On this day, Arshak Navruzyan, a California-based consultant who tells Samson to call him Art, takes a seat in the back of her cab after she picks him up at the Summerfield Suites in Burlington. He has a few hours before a flight and asks Samson to show him around Boston. So we roll through the Back Bay and Beacon Hill, and Samson teaches us that the Boston Public Library is the oldest library in the United States, that Boston Common hosted our nation's first football game, and that Cindy Crawford's husband owns Whiskey Park on Arlington.
The lady knows her way around Boston, and around an anecdote. One day a woman gets into Samson's cab and says, "I'm going to Perry Street. Do you know where Perry Street in Brookline is?" "Yes, that's where what's-his-name lives," says Sam-son. "Well, I'm what's-his-name's wife!" "Oh, Mrs. Dukakis, I'm so sorry." When they arrive at Perry Street, Kitty Dukakis introduces Samson to her husband. Says Samson: "It was so great, you know: 'Mike, Mike, come down and meet the cab driver! Mike, c'mere!'"
Customers, Samson says, prefer female drivers. "The men are gonna hate me for saying it, but it's true!" It's easy to see her appeal: chatty, flirty, less gruff than your typical male hack. Fares often tell Samson that she's their first female taxi driver. "Sure," she says, "you're my first, too, OK? Whatever." She also gets hit on more than she'd like. The trick, she says, is to let them down easy. "I'm really flattered, but . . ."

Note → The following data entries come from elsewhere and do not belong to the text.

PR #112, opened 2026-09-08
perf(volume): test dictionary equalities over a row group's raw ids in one pass

semihalev:
The dictionary pre-filter for text equality on cold rows ran row by row: `is_null` plus `get_dict_id`, each a match on the column enum, per row and per filter column. It ran that way in three places: the scanner's pre-scan in `set_filter` (both the group store and the eager branch), the row fetch path in `volume/table.rs` and the aggregation pushdown.

`ColumnData::dict_matching_offsets` takes the filter columns with a window and an expected id, walks the first column's raw id slice in one pass and reads the other columns only for its matches. The scanner's ordered walk already had this shape and now shares the helper. The three call sites apply it per row group or per range and fall back to the row-by-row test only when a filter column is not dictionary encoded. A range without dictionary filters is walked as before, no candidate vector is built for it.

Measured with a probe of a 1m to 3m candle aggregation upsert (4M one-minute candle rows for 174 pairs, sealed, release build):

| shape | main | this PR |
|---|---|---|
| upsert, lookback 7 days | 14.4-15.7 ms | 10.9-13.6 ms |
| upsert, all history | 89-104 ms | 82-93 ms |
| pair `COUNT(*)`, no time filter | 68.5 ms | 61.2 ms |

The gain is modest because the filter was not the main cost of this shape. A sample profile of the pair COUNT in a loop puts 83% of the time in `load_group_cache` decoding LZ4 groups: every needed column of every group is decoded per query, and the 64 MB decoded group cache cannot hold the working set (153 MB here), so nothing survives between queries. With `PRAGMA GROUP_CACHE_MB = 512` the same COUNT drops from 60 ms to 6.4 ms and the full upsert from 88 ms to 31 ms. That is a separate decision.

Tests: a unit test for the helper (nulls, several filters, window offsets, non-dictionary column, no filters); the volume, scan, pushdown and aggregation targets; the in-memory suite and the filedb suite. Clippy with `-D warnings`.

### DIFF
--- a/src/storage/volume/column.rs
+++ b/src/storage/volume/column.rs
@@ -27,6 +27,14 @@ use std::sync::Arc;
 use crate::common::SmartString;
 use crate::core::{DataType, Value};
 
+/// A dictionary column, the local index a caller's window starts at in it,
+/// and the id looked for
+pub type DictFilter<'a> = (&'a ColumnData, usize, u32);
+
+/// A dictionary column's raw ids and nulls, the local index its window
+/// starts at, and the id looked for
+type DictSlice<'a> = (&'a [u32], &'a [bool], usize, u32);
+
 /// Typed column data stored contiguously for cache-friendly access.
 ///
 /// Each variant stores a flat array of the native type plus a null bitmap.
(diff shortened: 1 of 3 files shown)


semihalev:
Fixed in the follow-up commit: the eager branch now hands the helper one row group at a time and checks `selectivity_cap` between groups, the same way the group store branch does, so a filter that matches most rows stops after the first groups instead of listing every match and dropping the list. Clippy with `-D warnings`, the scan targets, the in-memory suite and the filedb suite ran on the new commit.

As for whether she feels safe driving a cab in Boston, Samson says she stays prepared -- and then shows me how. "I hate when people ask that question. I'm afraid I'm gonna jinx it, but I feel very safe in the city of Boston. I have the phone, I have the radio. We do have security measures that I can't discuss, for safety. And I have the old bottle of hair spray. Spray some hair spray in someone's eyes; trust me, you have time to run."
No mace?
"I didn't get a permit for the mace. Hair spray was cheaper. You know, the trial size, 99 cents." Then, in an exaggerated radio voice: "Try it, it works!" ![]()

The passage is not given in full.